Assignment
This exercise calls for every line of the listing below that contains the word "ItemList".

Data section
= = = = = = =

PR #1319, opened 2017-12-07
Fixed Mufflers and Large Boiler Fuels.

draknyte1:
Mufflers can no longer face downwards, into a machine.
This abuse allowed machines to check inside themselves for air.

Large Boilers cannot take Lava anymore, as originally intended.

### DIFF
--- a/src/main/java/gregtech/GT_Mod.java
+++ b/src/main/java/gregtech/GT_Mod.java
@@ -1198,7 +1198,6 @@ public class GT_Mod implements IGT_Mod {
         		GT_OreDictUnificator.get(OrePrefixes.dust, Materials.Sulfur, 1),
         		GT_OreDictUnificator.get(ItemList.Block_SSFUEL.get(1, new Object[0])),
         		GT_OreDictUnificator.get(ItemList.Block_MSSFUEL.get(1, new Object[0])),
-        		GT_OreDictUnificator.get(OrePrefixes.bucket, Materials.Lava, 1),
         		GT_OreDictUnificator.get(OrePrefixes.rod, Materials.Blaze, 1));
         if (Loader.isModLoaded("Thaumcraft")) {
         	GT_Recipe.GT_Recipe_Map.sLargeBoilerFakeFuels.addSolidRecipe(GT_ModHandler.getModItem("Thaumcraft", "ItemResource", 1));
--- a/src/main/java/gregtech/api/metatileentity/implementations/GT_MetaTileEntity_Hatch_Muffler.java
+++ b/src/main/java/gregtech/api/metatileentity/implementations/GT_MetaTileEntity_Hatch_Muffler.java
@@ -54,8 +54,8 @@ public class GT_MetaTileEntity_Hatch_Muffler extends GT_MetaTileEntity_Hatch {
 
     @Override
     public boolean isFacingValid(byte aFacing) {
-        return true;
-    }
+        return aFacing != 0;
+    }    
 
     @Override
     public boolean isAccessAllowed(EntityPlayer aPlayer) {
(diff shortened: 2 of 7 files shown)


MauveCloud:
> Mufflers can no longer face downwards, into a machine.
This abuse allowed machines to check inside themselves for air.

Hang on.  That would only be checking inside the machine for machines that require the muffler to be at the top above a hollow section.  A large boiler requires the muffler hatch in the bottom layer, at which point having it face down toward an air block would not be checking inside the machine, and should be allowed.  A large gas/steam turbine or large plasma generator allows the muffler hatch to be on the top, side, or bottom.  If placed at the bottom, facing downward would be okay, but facing upward should be forbidden, and if placed at the side, determining which way is toward the inside of the machine would be a little trickier.

draknyte1:
No machine REQUIRES it facing downwards. Which is far more exploitable than any other direction.

leagris:
@draknyte1 Multimachines are cuboid.
Should be easy enough to check the air block is not within the cuboid structure boundaries instead of hardcoding a directional check.

MauveCloud:
That's not universally true, but the multiblock machines that aren't cuboids don't use muffler hatches, so that seems like it will work.  However, draknyte1's proposed solution seems to change whether a muffler hatch is even place-able/wrench-able to face downward, whereas checking the cuboid would have to be added to the multiblock controller (since the muffler hatch by itself doesn't know where the structure boundaries are).

leagris:
Then having the Controller perform muffler hatch orientation check during check machine and report incomplete structure if muffler is in wrong orientation or has output obstructed could be a valid alternative.
Afterall, the air block beside a muffler output is part of the multiblock structure.

draknyte1:
Yeah, or, just leave the simple fix as it is. 

Maint. Hatches can only face horizontal, it's never caused an issue. This won't either because there is zero legitimate use for facing them down.

SapientMC:
@draknyte1 
I disagree with 
> zero legitimate use for facing them down.




Middle turbine consume two different fuel type with its own optimal flow, so both top center blocks are occupied by input hatches.

draknyte1:
I'd rather change where hatches go on turbines than change the current status of the PR.
95% of cases where they face down are people exploiting them to face internal.

I'll fix that tomorrow or something.

SapientMC:
The turbine has only 2 blocks of air inside. It's logical to check if the muffler is directed to one of them and that's it.

OvermindDL1:
> 95% of cases where they face down are people exploiting them to face internal.

Not really, I placed them facing down underneath my machines in the majority of cases.

(I didn't actually think of facing them internally, I figured that'd already be checked for...)

Blood-Asp:
I somehow mean to remember that back in GT4 muffler hatches only could be placed on the top side of turbines but not sure. And as i tought so i never checked if they can work on other sides. But facing down for an exhaust actually feels wrong to me... 

Also about the comments to check if they face inside: The way they are currently implemented that would not be so easy. Actually can't thing about an easy way right now at all.

draknyte1:
There is no easy way, simply put.
Mufflers facing down is invalid and I agree with your statement on the fact it feels wrong.
But hey, maybe Pollution is denser than air and falls downwards?

I left this as In Progress because I wanted to think of an alternative solution over the next few days.

SapientMC:
I want to remind you that the exhaust pipe of all cars is located below.

draknyte1:
And they face horizontally in all 16 countries I've visited. 
Your point is invalid.

SapientMC:
But none of them occupies a square meter of surface.

leagris:
I am just sarcastic but:
Gregtech is known to place multiblock devices the most annoyingly possible.
So if it is convenient to have a muffler hatch at bottom of turbine, be sure it will be denied because Gregtech is not convenient.
Why do you think turbine Controller is at the most annoying place possible? 😆

OvermindDL1:
> But facing down for an exhaust actually feels wrong to me...

@Blood-Asp Well at work the emergency generator exhaust faces down to prevent rain from getting in to it.

And yes, pollution is denser than air.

= = = = = = =

Answer to this problem
         		GT_OreDictUnificator.get(ItemList.Block_SSFUEL.get(1, new Object[0])),
         		GT_OreDictUnificator.get(ItemList.Block_MSSFUEL.get(1, new Object[0])),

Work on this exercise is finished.